О! Подскажите мне средство, придумайте, отыщите, укажите какой-нибудь способ, любой, кроме кинжала, — нет, это мне не подходит: быть Брутом этого негодяя? да он не достоин даже Лувеля! — найдите мне способ убрать этого человека и избавить от него мою родину, убрать этого человека, это воплощение коварства, обмана, этот торжествующий успех, это всеобщее бедствие! Любое средство, любое — перо, шпага, булыжник, восстание народа или солдат, любой способ честной и открытой борьбы, — я приму его, мы все примем его, мы, изгнанники, мы готовы на все, что поможет нам восстановить свободу, освободить республику, поднять нашу страну из унижения и позора, — и повергнуть в прах, предать забвению, погрузить в клоаку, этого холуя-императора, этого принца-разбойника, проходимца на царстве, этого предателя, этого властелина, этого наездника из цирка Франкони, этого сияющего, невозмутимого, самонадеянного правителя, увенчанного своим удавшимся преступлением, который спокойно разгуливает по содрогающемуся Парижу и заставляет служить себе все — биржу, торговлю, суд, любые меры воздействия, любые меры предосторожности и любые формы обращения, от солдатской божбы до поповских молебствий.
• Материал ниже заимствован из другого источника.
PR #998, opened 2022-02-03
Feat/cluster informers

ivanstanev:

### What this does

Significantly reduce the number of watches to the Kubernetes API.
We now set up only up to 9 watches/informers with the Kubernetes API for the whole cluster instead of up to 9 watches per namespace.
For really large clusters this is a great improvement - instead of setting thousands of watches, we only set up to 9, regardless of the cluster size.


src/supervisor/watchers/handlers/index.ts
```diff
@@ -292,12 +430,13 @@ export async function setupInformer(
...
-    namespace,
-  );
+  const endpoint = shouldWatchCluster
+    ? workloadMetadata.clusterEndpoint
+    : workloadMetadata.namespacedEndpoint.replace('{namespace}', namespace);
 
-  const listMethod = workloadMetadata.namespacedListFactory(namespace);
+  const listMethod = shouldWatchCluster
+    ? workloadMetadata.clusterListFactory()
+    : workloadMetadata.namespacedListFactory(namespace);
```
minsiyang, line 439: Do we want to know whether the error comes from namespacedListFactory or clusterListFactory?

src/supervisor/watchers/handlers/index.ts
```diff
@@ -11,32 +11,59 @@ import {
...
-import { daemonSetWatchHandler, paginatedDaemonSetList } from './daemon-set';
-import { deploymentWatchHandler, paginatedDeploymentList } from './deployment';
-import { jobWatchHandler, paginatedJobList } from './job';
-import { paginatedReplicaSetList, replicaSetWatchHandler } from './replica-set';
 import {
-  paginatedReplicationControllerList,
+  daemonSetWatchHandler,
+  paginatedClusterDaemonSetList,
+  paginatedNamespacedDaemonSetList,
+} from './daemon-set';
```
kat1906, line 31: maybe the exports could be changed to import just 1 thing e.g. `daemonSet` and then could call the methods from that e.g. `demonSet.watchHandler`, `demonSet.paginatedSetList` and `demonSet.paginatedNamespacedSetList` ... also could drop the paginated all together and just have comment in the file?

src/supervisor/watchers/handlers/pagination.ts
```diff
@@ -99,3 +99,87 @@ export async function paginatedNamespacedList<
...
   };
 }
+
+/**
+ * This function ensures that when listing workloads from the Kubernetes API, they are paginated in batches of 100.
+ * The workloads collected are additionally trimmed to contain only the relevant data for vulnerability analysis.
+ * The combination of both listing and trimming ensures we reduce our memory footprint and prevent overloading the API server.
+ */
+export async function paginatedClusterList<
+  T extends KubernetesObject & Partial<{ status: unknown; spec: unknown }>,
```
minsiyang, line 109: This function is almost identical to the paginatedNamespacedList function, can we make `namespace` parameter a optional parameter, and the reuse the paginatedNamespacedList function somehow? Unless we are planning on getting rid of it in the future?

src/supervisor/watchers/handlers/index.ts
```diff
@@ -58,97 +85,133 @@ import { RETRYABLE_NETWORK_ERRORS } from '../types';
...
     },
-    listFactory: (namespace) => () => paginatedDeploymentConfigList(namespace),
+    clusterListFactory: () => () => paginatedClusterDeploymentConfigList(),
+    namespacedListFactory: (namespace) => () =>
+      paginatedNamespacedDeploymentConfigList(namespace),
   },
 };
 
-async function isSupportedWorkload(
+export const WATCH_WHOLE_CLUSTER = '';
```
kat1906, line 198: I don't understand what this const does?

kat1906: I guess to decide if the whole cluster watch is set up ... is empty string the safest way to do this?
```suggestion
export const WATCH_WHOLE_CLUSTER = 'WATCH_WHOLE_CLUSTER';
```

src/supervisor/watchers/index.ts
```diff
@@ -60,52 +57,18 @@ export function isExcludedNamespace(namespace: string): boolean {
...
-        return;
-      }
-
-      await setupWatchesForNamespace(namespace);
-    } catch (err) {
-      logger.error({ err, namespace }, 'error handling a namespace event');
-      return;
+      await setupInformer(WATCH_WHOLE_CLUSTER, workloadKind);
+    } catch (error) {
+      logger.warn({ workloadKind }, 'could not setup workload watch, skipping');
```
minsiyang, line 69: Do you want to know this error is coming from the setting up informer for the cluster?

src/supervisor/watchers/handlers/pagination.ts
ivanstanev: Unfortunately not possible to re-use because the order of parameters is different in these functions!

src/supervisor/watchers/handlers/index.ts
```diff
@@ -319,7 +133,88 @@ export async function setupInformer(
...
+    loggedListMethod,
+  );
+
+  informer.on(ERROR, (err) => {
+    // Types from client library insists that callback is of type KubernetesObject
+    const code = (err as any).code || '';
+    if (RETRYABLE_NETWORK_ERRORS.includes(code)) {
+      logger.debug(
+        logContext,
+        `informer ${code} occurred, restarting informer`,
```
kat1906, line 188: should we be using string interpolation in error messages?

ivanstanev: good point, we shouldn't!

src/supervisor/watchers/handlers/informer-config.ts
```diff
@@ -0,0 +1,149 @@
...
+ * The map is keyed by the "WorkloadKind" -- the type of resource we want to watch.
+ * Legal verbs for the "handlers" are pulled from '@kubernetes/client-node'. You can
+ * set a different handler for every verb.
+ * (e.g. ADD-ed workloads are processed differently than DELETE-d ones)
+ *
+ * The "listFunc" is a callback used by the kubernetes-client to grab the watched resource
+ * whenever Kubernetes fires a "workload changed" event and it uses the result to figure out
+ * if the workload actually changed (by inspecting the resourceVersion).
+ */
+export const workloadWatchMetadata: Readonly<IWorkloadWatchMetadata> = {
```
kat1906, line 33: I _feel_ like this object could be even more streamlined, there is a lot of repeated pattern. could you have a function that passes in the imported e.g. `pod` and returns the config? the names of the handlers would have to be standardised e.g. `podWatchHandler` to `watchHandler` - this would make adding one even easier!

src/supervisor/watchers/handlers/pagination.ts
kat1906: you could wrap the params in an object?

ivanstanev: I don't think it's possible still to call the function, I cannot `await listFn(...params)`

kat1906 (approved):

В самом деле, если задержаться взглядом на этом зрелище и слишком долго рассматривать некоторые его стороны, даже самая ясная голова пойдет кругом.
Но хоть сам-то он, этот Бонапарт, воздает себе должное? Есть ли у него хоть какое-нибудь представление, хоть некоторое понятие, хотя бы смутная догадка о своей подлости? Право, невольно начинаешь сомневаться в этом.
Иной раз, когда слышишь его славословия самому себе или его невообразимые воззвания к потомству, к тому самому потомству, которое в ужасе и негодовании будет содрогаться при его имени, когда слышишь, с каким апломбом он разглагольствует о своих «законных правах», о своей «миссии», невольно начинаешь думать, что он и в самом деле возомнил себя великим человеком, что у него помутилось в голове и он действительно уже не понимает, ни кто он, ни что он такое творит.
Он верит в любовь к нему пролетариев, он верит в благожелательство королей, он верит в празднество орлов, верит в разглагольствования Государственного совета, верит в благословение епископов, верит в присягу, которую он заставил себе принести, верит в семь с половиной миллионов голосов!
Сейчас, чувствуя себя подлинным Августом, он заговорил о том, что объявит амнистию изгнанникам. Захватчик, объявляющий амнистию праву! Предательство, амнистирующее добродетель! Он до такой степени одурел от своего успеха, что все это кажется ему вполне нормальным.